Remember, if you are burying them, be sure and do so below the frost line in your AO.

Kids as logistics multipliers.

Had a discussion some years ago with a former Contra who, at the ripe age of ten, was employed along with his young friends by his village mayor to scour the trash of the local Sandinista barracks and to police up scenes of old firefights for reusable material. The Viet Cong also used this force multiplier to scavenge abandoned American positions, for the GIs were notorious for leaving all manner of militarily useful stuff laying around when they pulled out of a temporary fire base.


Anonymous said...

Light Infantry will also use men as their mules. Every soldier will carry his one water source and limited ammo but another soldier, or two will carry extra water, or ammo for everyone. This allows the fighting men to move faster and respond quicker.
It is a man powered logistic train, or a moving chache.

Anonymous said...

To educate those Southwesterners who don't know what is a "frost line". In winter, when the ambient temperature gets below freezing, the water in the ground freezes also. After a prolonged time below freezing the "frost line" is how deep in the soil the water is frozen. In really cold places like the Minnesota, it can be as deep as 36 inches. In the desert regions of AZ, NM, TX and CA, the time below freezing (32 F) is never long enough to cause soil moisture to freeze. Also, the amount of moisture in the soil is negligible. I've practiced engineering in AZ for over 30 years and I once had to teach an engineer in Chicago about "frost line".

JoeFromSidney said...

The Viet Cong were masters of "preparing the battlefield." They would cache ammunition etc. on the battlefield before the battle. They would have villagers bury containers of rice where the VC could dig them up. Caching something risks having it found, but it beats carrying it.

Dakota said...

Another good water container that works well is the 5 gallon plastic containers that have heavy cardboard coverings that restaurants throw away regularly. When they change the oil in their fryers most of the time these end up in the dumpster. They have a great screw on lid and are stackable as much as 3 high. Just wash them with a little Dawn dish soap that "cuts the grease" and then rinse thoroughly. They are excellent and cheap. If you have friends that work in a restaurant or know someone ask them to save them along with the lids (they usually don't replace them when they go in the dumpster.

ParaPacem said...

Several things really rang home with me from this article; the example of the VC was exactly right. and of course in any guerrilla action, the home team has the highest advantage of travelling light, in companies or platoons or as lone wolves.

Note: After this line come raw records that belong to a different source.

PR #1464, opened 2025-03-23
Feature/DO-1834 Header Change Detection add HTTP status flags for custom behaviour for BigCommerce

aaronmedina-dev:
------

- Update Aligent's Header Change Detection to accommodate BigCommerce checkout behavior
- Added props to have an ability to add custom HTTP statuses.
- Joined the URL Array to a single string before saving.

Before the change
image

After the Change 
Test with added 406 status
image
Test without the 406
image

* 

**Notes to PR author**

**Notes to reviewers**  

### DIFF
--- a/packages/header-change-detection/lib/lambda/header-check.ts
+++ b/packages/header-change-detection/lib/lambda/header-check.ts
@@ -23,6 +23,13 @@ const DB_CLIENT = new DynamoDBClient(config);
 
 const securityHeaders = HEADERS?.split(",") || [];
 
+// Accept status 200 default
+const ACCEPTED_HTTP_STATUS = (process.env.ACCEPTED_HTTP_STATUS || "200")
+  .split(",")
+  .map(code => parseInt(code.trim(), 10));
+
+console.log("ACCEPTED_HTTP_STATUS:", ACCEPTED_HTTP_STATUS);
+
 type Headers = Map<string, string | undefined>;
 
 // A map of URLs and their headers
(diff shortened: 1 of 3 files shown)


packages/header-change-detection/lib/lambda/header-check.ts
```diff
@@ -80,8 +87,14 @@ const fetchHeaders = async (urls: string[]): Promise<URLHeaders> => {
   // Make an axios request for each url
   await Promise.all(
     urls.map(url =>
-      axios.get(url).then(response => {
-        // Then get all the security headers from each response
+      axios.get(url, { validateStatus: () => true }).then(response => {
```
TheOrangePuff, line 90: Should we instead have `validateStatus` check the status codes?

I don't mind this approach but curious to know the thought process behind allowing all status codes to succeed and handling the status code check in the response

TheOrangePuff (changes requested):
Looks good! Just a question and the Aikido recommendation needs review :)

packages/header-change-detection/lib/lambda/header-check.ts
aaronmedina-dev: @TheOrangePuff 
I do not have specific reasons, I was just trying to minimise the code changes and add what's needed without overthinking it. I'm not yet familiar with axios as well so I might not have the best solution. But yep, using the axios error handling is another option and we just need to put a try-catch there.

Would you like me to update it to this implementation? :)

aaronmedina-dev:
> Looks good! Just a question and the Aikido recommendation needs review :)

I think for our use case, this is not applicable? Our URLs are passed as props to the construct at deploy time and not at runtime, so there's no user input that would allow SSRF exploitation (?). 
What do you think @TheOrangePuff ?

packages/header-change-detection/lib/lambda/header-check.ts
TheOrangePuff: Nah all good, I'm happy with this :)

packages/header-change-detection/lib/lambda/header-check.ts
```diff
@@ -80,8 +87,12 @@ const fetchHeaders = async (urls: string[]): Promise<URLHeaders> => {
...
```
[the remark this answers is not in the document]
aaronmedina-dev: Not applicable for our use case

TheOrangePuff (approved):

And for the prime example of applying this logistical strategy to large, heavier groups, consider Rommel's 'Ghost division' of Panzers and support crew, moving so rapidly that often their own HQs were in the dark as to location, operation and strategies.

Finally- in certain groups that I used to work with, 'dumpster diving' was a regular activity; my own favored move was to take trash bags matching the kind used by the 'targets', stuffing ours with old newspaper and trash, quickly swapping ours for theirs during night time, then taking their stuff to a safe locale, using heavy rubber gloves and surgical masks for protection whilst going through every item thoroughly, at our own convenience.
Sometimes amazing and very unexpectedly useful things can be accumulated this way.

A Californian Behind The Lines said...

I always find the Praxis posts interesting.

Incidentally, if anyone's interested in the whole book, it's available as a PDF in several parts (annotated bibliography further down the page) at the
CGSC Combat Studies Institute content website.

Some other interesting-looking titles on the page as well.